Simple Procedure success shows courts cracking down on unreasonable conduct in litigation
Since the introduction of Simple Procedure actions in 2016, there has been much debate between practitioners as to the interpretation of the rules and their application in practice. Simple Procedure marked a general view from the Courts that low-value actions can often be dealt with without the need for a lengthy court process. Parties are therefore encouraged at the outset to narrow the issues in dispute as soon as possible with a view to achieving early resolution.
The process can be a little more relaxed; however, the importance of adhering to the court rules and only proceeding to a final hearing where necessary must be taken seriously as this can influence the award of expenses.
In a recent hearing at Peterhead Sheriff Court, the Sheriff ensured this rationale was applied.
Details of the case
We represented a Claimant in relation to his claim for repair costs and general inconvenience incurred following a road traffic accident. Both liability and quantum were disputed by the Respondent.

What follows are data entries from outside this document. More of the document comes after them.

PR #552, opened 2025-02-19
fix: Valid Js syntax after XML transpilation

d3xter666:
Resolves an issue where the tranpiled XML->Js is exported with a syntax error.
Now this is fixed and the export statements are valid.

Currently, this is not an issue for the linter, but in future this might lead to unexpected results if we try to analyze exports.


test/lib/linter/xmlTemplate/snapshots/transpiler.ts.md
```diff
@@ -26,21 +26,21 @@ Generated by [AVA](https://avajs.dev).
         text: "Hello \\"World\\"",␊
     });␊
     ␊
-    export default const oView = new View({␊
+    const oView = new View({␊
```
flovogt, line 29: why not `export new View({`?

d3xter666: Basically, this is the simplest solution that will not break anything.
The impact of this change is just the export of XMLView. 
However, if we want to implement `export default new View...`, then we'll need to also modify the code for variable declaration & initialization which resides in another module and will definitelly imact the other scenarios

matz3 (approved):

The Respondent’s position was that no damage had been caused to either vehicle and on the morning of the Proof, the Respondent’s agent attempted to lodge an engineer’s report to support this defence. Not surprisingly, the Sheriff agreed with our argument that the evidence should be refused on the basis that it was late. The Respondent’s agent then proceeded to lead evidence from their engineer witness, without the report being allowed; this was also refused. The Sheriff could not see the relevancy of such evidence and in any event, the engineer had not been listed as a witness for the Respondent in advance of the hearing.

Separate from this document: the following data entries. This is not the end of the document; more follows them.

PR #559, opened 2025-02-20
fix: False-positives for event handlers in XML

d3xter666:
When preprocessing XML views/fragments via XML templating it's possible to provide bindings fоr every attribute no matter if it's property, aggregation, event, etc.
Therefore, the linter needs to analyze the bindings within events as "normal" bindings and not just like events.

This change ensures that no false-positives are reported in case a valid binding is present.


matz3:
Can you also add a fixture for the `class` attribute? That one is also used in XML templating e.g. `class="{=${device>/system/phone} ? sapMObjectStatusSmall : sapMObjectStatusLarge}"`

src/linter/xmlTemplate/Parser.ts
```diff
@@ -568,8 +569,22 @@ export default class Parser {
...
+					let bindingInfo = null;
+					try {
+						bindingInfo = BindingParser.complexParser(prop.value, null, false, true, true, true);
+						if (typeof bindingInfo === "object") {
+							this.#bindingLinter.lintPropertyBinding(prop.value, this.#requireDeclarations, position);
+						}
+					} catch (err) {
+						const message = err instanceof Error ? err.message : String(err);
+						this.#context.addLintingMessage(this.#resourcePath, MESSAGE.PARSING_ERROR, {message}, position);
+					}
```
matz3, line 583: I don't like that the parser is used here directly again, as it may differ from the parsing within the BindingLinter. Also, the binding is parsed twice, which is not necessary.

What about returning the bindingInfo in `this.#bindingLinter.lintPropertyBinding`?

src/linter/xmlTemplate/Parser.ts
```diff
@@ -568,8 +569,22 @@ export default class Parser {
...
+
 					EventHandlerResolver.parse(prop.value).forEach((eventHandler) => {
-						if (eventHandler.startsWith("cmd:")) {
+						if (eventHandler.startsWith("cmd:") ||
+							(bindingInfo && eventHandler.startsWith("{") && eventHandler.endsWith("}"))) {
```
matz3, line 587: This check can already be done before calling `EventHandlerResolver.parse`, as we should not try to parse bindings as event handlers.

src/linter/xmlTemplate/Parser.ts
d3xter666: Done

src/linter/xmlTemplate/Parser.ts
```diff
@@ -563,11 +563,16 @@ export default class Parser {
...
-					this.#bindingLinter.lintPropertyBinding(prop.value, this.#requireDeclarations, position);
-				} else if (this.#apiExtract.isAggregation(symbolName, prop.name)) {
+				if (this.#apiExtract.isAggregation(symbolName, prop.name)) {
 					this.#bindingLinter.lintAggregationBinding(prop.value, this.#requireDeclarations, position);
 				} else if (this.#apiExtract.isEvent(symbolName, prop.name)) {
+					// In XML templates, it's possible to have bindings in event handlers
+					// We need to parse and lint these as well
+					const bindingInfo =
+						this.#bindingLinter.lintPropertyBinding(prop.value, this.#requireDeclarations, position);
+					if (bindingInfo && prop.value.startsWith("{") && prop.value.endsWith("}")) {
```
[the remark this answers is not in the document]
d3xter666: Please, check the new solution. It verifies if the potential function name is a valid JS identifier.
The pattern is a bit enhanced to support the all the variants of using functions in XML.
Source: https://github.com/SAP/ui5-linter/blob/3abcf563199e11519d996993dab18609da8c1748/src/linter/html/transpiler.ts#L329

matz3:
Please add new cases which previously caused false-positive findings to `test/fixtures/linter/rules/NoGlobals/GlobalEventHandlers.view.xml`.

src/linter/xmlTemplate/Parser.ts
```diff
@@ -563,13 +563,22 @@ export default class Parser {
...
 					EventHandlerResolver.parse(prop.value).forEach((eventHandler) => {
-						if (eventHandler.startsWith("cmd:")) {
+						// Check for a valid function/identifier name
+						// Currently XML views support the following syntaxes that are covered with this pattern:
+						// - myFunction
+						// - .myFunction
+						// - my.namespace.myFunction
+						// - my.namespace.myFunction(arg1, ${i18n>key}, "test")
+						const validFunctionName = /^(\.?[$_\p{ID_Start}](?:[$_\p{ID_Continue}]*))+(\(.*\))?$/u;
+						if (eventHandler.startsWith("cmd:") || !validFunctionName.test(eventHandler)) {
```
matz3, line 581: The `cmd:` check can be done before checking the RegExp.

src/linter/xmlTemplate/Parser.ts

After hearing the evidence, the Sheriff preferred that of the Claimant and found that liability had been successfully established against the Respondent. In terms of the damage, the Sheriff found that the Claimant’s witnesses were credible and accepted their evidence that the damage was caused as a result of the Respondent’s negligence. This was further substantiated by the repair invoice and engineer’s report we lodged previously.
Once the Sheriff provided his decision on the evidence, we requested Chapter V expenses on the disputed scale. Reference was made to Section 81 of Courts Reform Scotland Act which states that a full account can be awarded where either party’s conduct has been unreasonable. In this particular case, the Respondent’s position had been that no damage was caused to either vehicle as a result of the accident, however, no supporting evidence was provided to support this defence until some 14 months after the action was litigated and one week prior to the final hearing. The last date for parties to lodge evidence had passed. Furthermore, we contended that proportionality should have been considered before instructing expert evidence; expenses were limited to £150 given the value of the claim. Lastly, we submitted that court time could have been utilised more effectively had the Respondent’s agents engaged in meaningful settlement discussions.
The case first called in Court 10 months prior to the hearing when the Sheriff cautioned parties that independent witness evidence would be required if the defenders intended to proceed with their defences. He also expressed serious concerns throughout the action regarding the economics of proceeding to an evidential hearing without this evidence.
Given the failures on the part of the Respondent (or his agents), the Sheriff agreed with our position and awarded disputed expenses as sought.
This case confirms the aim of the Simple Procedure process. Discussions between parties are crucial to ensure the disputed issues are narrowed as early as possible. Early resolution is the goal. A low-value claim may, of course, be defended but if it is, it must be done so reasonably. If a final hearing is necessary, there ought to be evidence to support the defence. Litigation should never be prolonged unnecessarily and Simple Procedure is no exception.